Ford v. Cawthon

114 Cal. App. 2d 799 | Cal. Ct. App. | 1952

114 Cal. App. 2d 799 (1952)

Estate of MABEL DERN, Deceased. GEORGIA LEE FORD, Appellant,
v.
LOUIS C. CAWTHON, Respondent.

Civ. No. 4490.

California Court of Appeals. Fourth Dist.

Dec. 18, 1952.

James C. Webb for Appellant.

Lyle M. Stevens for Respondent.

MUSSELL, J.

Mabel Dern died testate in Orange County on March 20, 1952. Her holographic will, admitted to probate herein, is in words and figures as follows:

"I, Mabel Dern, being of sound mind and memory of 14184 Graham St. of Barber City, Westminster, Calif thereby revoking any and all wills made by me before this"

"First all my just debts be paid then I want Georgia to have my home and all furnishing in the house then I want Georgia to care for my funeral."

"June 16, 1951"

Mabel Dern" *800"

Georgia Lee Ford, granddaughter of decedent, filed a petition for probate of said will and for the issuance of letters testamentary to her. This petition was noticed for hearing on April 18, 1952. On April 7th Louis C. Cawthon, a son of decedent, filed a petition for probate of the same will and for letters of administration with will annexed. Both petitions for probate were heard on April 18, 1952.

The trial court found in its order admitting the will to probate that the allegations of the petition filed by Louis C. Cawthon were true and appointed him as administrator with the will annexed.

Georgia Lee Ford appeals from the order claiming that the court erred in failing to appoint her as executrix, in denying her petition for probate of will and in failing to make written findings of fact and conclusions of law.

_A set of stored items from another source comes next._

PR #3445, opened 2026-07-17
Search Bar Enhancement: wire message content search

Kaveh-Vakili:
Goes with https://github.com/SEMOSS/Semoss/pull/2764

## Description
Formulated a more robust solution for the playground search bar that is able to search for content within different rooms.

## Changes Made
- global-nav.tsx: fire SearchRoomMessages when searching, merge content-match rooms into bucketed list, fix empty-state check to use mergedRooms so content matches are not hidden
- chats-page.tsx: same SearchRoomMessages useEffect pattern, merge content-match-only rooms into visibleRooms

## How to Test
1. Create multiple different rooms with conversations
2. With the Playground All Chats search bar, search for content within those rooms


packages/playground/src/pages/chats-page.tsx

Appellant argues that she was designated in the will to act as executrix and that it was the duty of the court to appoint her as such. [1] Undoubtedly, an executor nominated by will has the right to act unless there is some express provision of law disqualifying him. (Estate of Wellings, 192 Cal. 506, 510 [221 P. 628].) [2] However, in the instant case the will named no person to act as executor or executrix and the trial court so found. The wish of the decedent expressed in the words "I want Georgia to care for my funeral" does not constitute the appointment of appellant as executrix. She is not directed by the will to pay the debts or expenses of administration or to serve as executrix. [3] The words "care for," as used in the will, are synonymous with expressions "to attend to" and "to provide for" and do not impose duty on the appellant to pay funeral expenses. There is no direction in the will that appellant take charge of decedent's estate and pay expenses as was the case of Estate of Henderson, 196 Cal. 623 [238 P. 938] and Estate of Parker, 202 Cal. 138 [259 P. 431], relied upon by appellant to support her contention that "in regard to the naming of an executor, the testator's desires will be respected, even though they are not expressed with directness, but are reasonably deducible from the language of the will."

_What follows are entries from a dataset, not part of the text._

PR #3493, opened 2026-07-27
fix(client): stop gating project creation on the flat admin-only flag

Kaveh-Vakili:
## Description
configStore.isEngineOperationAvailable("PROJECT", "add") only checks a single boolean (adminOnlyProjectAdd) with no awareness of project type. The backend was recently updated ([companion PR in Semoss]) to allow specific project types through even when that flag is enabled, but three places in the UI were still using this flat, non-type-aware check to pre-emptively block or hide creation entirely — making it impossible for non-admins to create Agent/Skill/Blocks apps even when the backend correctly allows them. This PR removes those incorrect gates so the UI stops guessing and lets the backend be the actual source of truth.

## Changes Made
project-catalog.tsx — the "Add App/Skill/Agent" button was hidden entirely whenever adminOnlyProjectAdd was true, regardless of type. Now always shown.
create-app-page.tsx — redirected away from /app/new entirely for the same reason, blocking both Code and Blocks creation. Redirect removed.
landing-page.tsx — redirected the whole home page to itself, rendering nothing, for any non-admin whenever adminOnlyProjectAdd was true. Redirect removed.

## How to Test
Set ADMIN_ONLY_PROJECT_ADD=true on the backend (with ADMIN_ONLY_PROJECT_ADD_EXEMPT_TYPES including WORKSPACE,SKILL,BLOCKS), log in as a non-admin user.
Confirm "Add Agent"/"Add Skill"/"Add App" buttons are visible, and creating an Agent, Skill, or Blocks app succeeds.
Confirm attempting to create a CODE app still correctly fails with the backend's "limited to only admins" error — this UI change doesn't bypass the actual restriction, it just stops incorrectly hiding options the backend would allow.

## Notes
Companion to the Semoss PR adding ADMIN_ONLY_PROJECT_ADD_EXEMPT_TYPES.
Depends on that backend PR to be meaningful — without it, adminOnlyProjectAdd=true still blocks everything at the backend level regardless of these UI fixes.

https://github.com/SEMOSS/Semoss/pull/2807


Kaveh-Vakili:
Open question for reviewers

The button in project-catalog.tsx is currently shown to all users regardless of adminOnlyProjectAdd. Options for how to handle this:

Hide entirely — isEngineOperationAvailable(...) ? <Button> : null
Disable + tooltip — button always visible, disabled with "Only admins can add projects" tooltip when flag is on
Show always, block at the page — button navigates freely, create-app-page.tsx shows a permission banner for non-admins (also handles direct URL access)
Show always, no gating — current state in this PR

ckelly17:
@Kaveh-Vakili can you link backend PR?

Kaveh-Vakili:
> @Kaveh-Vakili can you link backend PR?

https://github.com/SEMOSS/Semoss/pull/2807

ckelly17:
Put it at the top of this PR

In Estate of Clary, 98 Cal. App. 2d 524, 526 [220 P.2d 754], it is said:

"Whether a writing purporting to be the last will of a decedent has with sufficient clarity designated a specific person to act as executor of his will must be determined by *801 familiar rules for the interpretation of such documents. A holographic will must be perused for the purpose of determining the intention of the testator. In order to ascertain such intention, the document must be read in view of the circumstances under which it was written, the words must be given their ordinary grammatical sense and all parts of the writing must be considered in relation to one another. (Estate of Peabody, 154 Cal. 173, 175 [97 P. 184].)"

"The appointment of an executor 'according to tenor' is not regarded with favor. While the decision of any case must be based upon its own facts, unless the court can conclude from the words of the testator that the latter intended for his devisee to take charge of the estate, collect its assets, pay its debts and perform the usual functions of an executor, it is error to appoint such devisee. (Estate of Berg, 3 Coffey's Prob. Dec. 259.)"

The contention that the trial court failed to make written findings of fact and conclusions of law is without merit. [4] Findings of fact may be included in the order or decree and are not required to be in a separate document. (Estate of Rosland, 76 Cal. App. 2d 709, 711 [173 P.2d 830].) The trial court, in its order, found on the issues presented.

The order is affirmed.

Barnard, P. J., and Griffin, J., concurred.